Airborne Explorer

Played music with Brad the Drummer at his house for a while, but closed it off early. Unfortunately, on the way home I saw where someone had driven a Ford Explorer into the crowd at a car show I like to attend occasionally. (There was a Denver Post story that used to link here, but the story is no longer on the Post website.) Rumor has it that he did it on purpose, being drunk and upset that he was asked to leave the car show. Original estimates placed his vehicle at 90 mph, but the news article says 60 mph. Either way, it was enough to get the Explorer airborne over the landscaping before it landed on several classic cars, injuring eight people.

I haven’t slept well since.

It bothers me that the thought to do something like this even occurred the driver of the Explorer. No matter how drunk or pissed off he was, it shouldn’t even be conceivable to drive an SUV into a crowd of people at a high rate of speed. It’s amazing to me that no one was killed, though one man was pinned under the vehicle and in critical condition when taken to the hospital. (According to the above story, he pulled through and is stable, thank God.)

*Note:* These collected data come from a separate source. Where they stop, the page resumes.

Issue #178, opened 2019-04-16
Tests are broken (wrong outputs and compilation errors)


clecat:
Hello,
I have been trying to do some changes to omd, but first I attempted to run the tests, and it appeared that they were broken:

In particular,the last commit modified the Code_block type from:
> (fenced_code_kind * string) option * string option

to this
> (fenced_code_kind * (string * string)) option * string option

But the test_spec.ml file was not updated with those modifications.
Before doing a PR for it, I was wondering if all the tests had to pass or if some specs are currently not implemented ?

Indeed the specs 391, 394, 406, 446, 447, 491 and 494 are not passing, in addition of the tests 'blockquote + header + par', 'blockquote + code (tab)' and the test of _link-with-code.html_.

Are those errors some regressions or were them ever passing ?

nojb:
Hello, thanks for your contribution!

- Indeed, `test_spec.ml` needs to be adapted to the last commit.

- Note that this test and the ones in `tests/cow` are old and do not test a lot of features, so I was thinking about getting rid of them and keeping only the official commonmark spec tests (in `tests/commonmark`).

- Indeed, there is a small handful of the official tests that do not pass (they have to do with Unicode support and some edge cases of emphasis parsing). They can be disabled so that we have a fully passing testsuite.

In summary, my suggestion is to disable `test_spec.ml` and the tests in `tests/cow` and the small handful of non-passing commonmark spec tests. We can decide later if we get rid of the old tests or we fix them to pass.

Let me know if you have any questions.

clecat:
Thank you for the answer, by getting rid off/disabling, do you deleting the old tests (test_spec.ml and tests/cow) and disabling the commonmark ones, or just disabling them all, keeping the old tests ?

nojb:
For now, we can just disable them (by commenting out the relevant `dune` fragments), and we can decide whether to remove or update them later.

nojb:
Fixed by #179

PR #179, opened 2019-04-16
Corrected compilation issues in tests, disabled broken tests

clecat:
This is a small pull request solving the problems mentioned (here)[https://github.com/ocaml/omd/issues/178]:
- The compilation errors have been solved, updating the code to the latest version.
- I commented the broken test linked to the absence of implementation
- I added a runtest_all rule (call it with ` dune build @runtest_all `) which launches every test (even the broken one mentioned before).


nojb:
LGTM. I will look to get the CI enabled again since that will help for future PRs.

nojb:
@avsm has re-enabled the CI for this repository, so future PRs will benefit from the changes you just made here. Thanks!

clecat:
No problem :) One thing to keep in mind though (I just saw it), the dune.inc files are generated, which means that the changes I did will not be kept after a refresh. I will try to solve it later so the changes are permanent (keeping somewhere a blacklist of unit tests or something like that), but it does not seems urgent, as apparently the files were only generated once since the beginning

nojb:
> No problem :) One thing to keep in mind though (I just saw it), the dune.inc files are generated, which means that the changes I did will not be kept after a refresh. I will try to solve it later so the changes are permanent (keeping somewhere a blacklist of unit tests or something like that), but it does not seems urgent, as apparently the files were only generated once since the beginning

Indeed, that file is only regenerated when importing the commonmark test suite, which does not happen very often. So yes, we can leave this for later.

PR #180, opened 2019-04-16
Corrected linguist language detection

clecat:
Just a little PR for the sake of clarity:

git-linguist detects the dune.inc files as php files, distorting the stats of the project, making it shown as mainly coded in php (~44,7% of php).

Kinda funny considering the "pure ocaml" mention :p

This pull-request does not change directly the language of .inc files, but as dune.inc files are auto-generated, it adds a git attribute, telling linguist to ignore those files


nojb:
LGTM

It also bothers me that the passenger in the vehicle has still not been apprehended, according to the Post story. How hard can it be for the police to get the driver to tell them the name of his passenger? Or perhaps he has been apprehended by now, but the news has been overshadowed by the nearly 100,000 acres of wildfires burning in nine different places in Colorado as I write this.

I can’t help but wonder whether the events of September 11th influenced, however slight, the mindset of the driver. If we had not been inundated with visuals of commercial airliners crashing into the Twin Towers of the World Trade Center, would he have even thought of using his car as an airborne weapon?

That sounds alarmist to me, and I don’t intend that to be the case. I’m just trying to make sense out of something that makes no sense at all to me.